Compare The Market Remortgage

If your search for compare-the-market remortgage deals is a struggle, you could consider cheap detached houses for sale and not have a mortgage at all.

Securing Loans

If you’re in the market for a secured loan, you might come across offers like the 10 year secured loans under the 10-Year Unsecured Loan subheading. On the other hand, if you’re looking for competitive rates, checking out the loan engine, mentioned as Secured Loan Interest Rates, can be beneficial.

Moreover, institutions like TSB offer various loan options. If you’re considering a car loan, understanding the tsb car loans, which fall under the TSB Decision In Principle subheading, can provide insights into what the bank offers.

Bad Credit Remortgage issues in March 2024 and into 2025

Understanding the intricacies of unencumbered mortgages, remortgage valuations, and related terminologies is essential for UK homeowners. By keeping abreast of the latest trends and offers, homeowners can make informed decisions that best suit their financial needs and aspirations. Whether you want to remortgage, take out a new loan, or explore the best deals, a comprehensive understanding of these concepts will serve you well.

Bad credit remortgages represent a financial solution for individuals facing challenges with their credit histories, seeking to adjust the terms of their existing mortgage or to consolidate debts. This economic strategy is tailored for those who have encountered difficulties maintaining a pristine credit score for various reasons, such as missed payments, defaults, or County Court Judgments (CCJs). The nuances of lousy credit remortgages are multifaceted, involving higher interest rates, specific lender requirements, and the potential for improved financial management.

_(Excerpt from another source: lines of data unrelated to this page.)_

PR #3546, opened 2020-09-13
Added disable drag and drop in a WKWebView.

trancee:
There is an annoying issue on iPads and WKWebView when long pressing on images or text, it starts a drag and drop operation. This only happens on iPads in our tests so far. While researching the issue, I came across this StackOverflow post:
https://stackoverflow.com/questions/49911060/how-to-disable-ios-11-and-ios-12-drag-drop-in-wkwebview

It explains how to circumvent this issue. I took the basic idea and implemented it for use in Capacitor. As mentioned in the post, since iOS 12 it is being handled differently so I had to add another override method for `viewDidAppear` and added the code to disable the UIDragInteraction there. 

It solves the issue and makes sure that no drag and drop operations are happening inside the WKWebView. However, I am not sure if this should be configurable as some projects might need that feature.

Please kindly review this merge request and give feedback. Thank you!

### DIFF
--- a/ios/Capacitor/Capacitor/CAPBridgeViewController.swift
+++ b/ios/Capacitor/Capacitor/CAPBridgeViewController.swift
@@ -167,6 +167,21 @@ public class CAPBridgeViewController: UIViewController, CAPBridgeDelegate, WKUID
         loadWebView()
     }
 
+    override public func viewDidAppear(_ animated: Bool) {
+        super.viewDidAppear(animated)
+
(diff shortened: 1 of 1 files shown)


jcesarmobile:
thanks for the PR
I think some apps might still want the drag and drop for other purposes and this will prevent it from working

It probably makes more sense in a separate plugin.

While you can't get the `viewDidLoad` outside the view controller, I've verified that `UIApplication.didBecomeActiveNotification` it's called after `viewDidLoad` and putting the code there still seems to work. You can add the listener for it on the `load()` method of a plugin class.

Lenders assess risk differently, meaning that while some financial institutions may hesitate to offer remortgage options to individuals with adverse credit, others specialise in these financial products. The interest rates for bad credit remortgages are typically higher than standard remortgages. This rate increment compensates for the heightened risk lenders perceive when dealing with individuals with a history of credit mismanagement. However, the specific rate offered can vary significantly between lenders, influenced by the severity of the credit issues, the loan-to-value (LTV) ratio, and the current financial stability of the applicant.

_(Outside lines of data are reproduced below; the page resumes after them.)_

PR #3550, opened 2020-09-14
Embedded Capacitor: Fix broken BridgeFragment configuration

fkirc:
### Platform(s)

Android embedded use case.

### Current Behavior

`BridgeFragment` ignores configuration in `android/app/src/main/assets/capacitor.config.json`.
For example, the following entry in `capacitor.config.json` will be ignored:

```
"server": {
    "url": "http://localhost/not-existing:8100"
  }
```

### Expected Behavior

If we add the following to `android/app/src/main/assets/capacitor.config.json`:

```
"server": {
    "url": "http://localhost/not-existing:8100"
  }
```

Then BrideFragment should show an error like `http://localhost/not-existing:8100 could not be loaded...`, instead of launching as normal.

### Code Reproduction

I created the following sample project to reproduce the error: https://github.com/fkirc/capacitor/tree/broken_bridgefragment_config_reproducer

For this sample project, I modified the Capacitor Android template to use `BridgeFragment` instead of `BridgeActivity`.
The modified `activity_main.xml` looks like this:

```
<?xml version="1.0" encoding="utf-8"?>
<LinearLayout xmlns:android="http://schemas.android.com/apk/res/android"
    xmlns:tools="http://schemas.android.com/tools"
    android:layout_width="match_parent"
    android:layout_height="match_parent"
    tools:context=".MainActivity">
    <fragment android:name="com.getcapacitor.BridgeFragment"
        android:id="@+id/my_bridge_fragment"
        android:layout_width="match_parent"
        android:layout_height="match_parent" />
</LinearLayout>
```

The modified `MainActivity.java` looks like this:

```Java
import android.net.Uri;
import android.os.Bundle;
import androidx.appcompat.app.AppCompatActivity;
import com.getcapacitor.BridgeFragment;

public class MainActivity extends AppCompatActivity implements BridgeFragment.OnFragmentInteractionListener {
  @Override
  public void onCreate(Bundle savedInstanceState) {
    setContentView(R.layout.activity_main);
  }
  @Override
  public void onFragmentInteraction(Uri uri) {
    // Ignore
  }
}
```

Finally, I modified `android/app/src/main/assets/capacitor.config.json` to showcase the error as described above:

```
{
  "appId": "com.captemplate",
  "appName": "captemplate",
  "bundledWebRuntime": true,
  "npmClient": "npm",
  "webDir": "www",
  "plugins": {
    "SplashScreen": {
      "launchShowDuration": 0
    }
  },
  "server": {
    "url": "http://localhost/not-existing:8100"
  }
}
```


fkirc:
I have now resolved the merge-conflict with my own previous PRs.

jthoms1:
We have a separate effort underway for using Capacitor in Native applications. We will provide more info on the topic in coming months. This effort is a commercialization and will not be made available as open source. If you would like to learn more about it I am happy to chat about it. Thank you!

The process of applying for a bad credit remortgage necessitates thorough preparation. Prospective borrowers should first obtain a detailed credit history report to understand the specific elements that may affect their application. Engaging with a financial advisor or a mortgage broker with experience in bad credit financial products can provide invaluable guidance. These professionals can offer insights into which lenders might be most receptive based on the individual’s unique credit profile and financial circumstances.

Moreover, applicants should be prepared to provide comprehensive documentation to support their application. This includes proof of income, recent bank statements, and details of existing debts and financial obligations. Lenders use this information to assess the borrower’s affordability and decide whether to offer the remortgage.

The benefits of securing a bad credit remortgage can be significant for individuals. It offers an opportunity to consolidate debts, potentially reducing monthly outgoings and simplifying finances. It can also provide a pathway to repairing one’s credit score over time, assuming that repayments on the new mortgage are made consistently and on time. However, it’s important to consider the long-term implications, including higher interest costs over the life of the loan and the potential impact on home equity.

While bad credit remortgages come with challenges and higher costs, they also offer a lifeline for individuals looking to regain control over their financial situation. Careful consideration, preparation, and professional advice are crucial steps in navigating this complex financial journey, aiming for a stable and more secure financial future.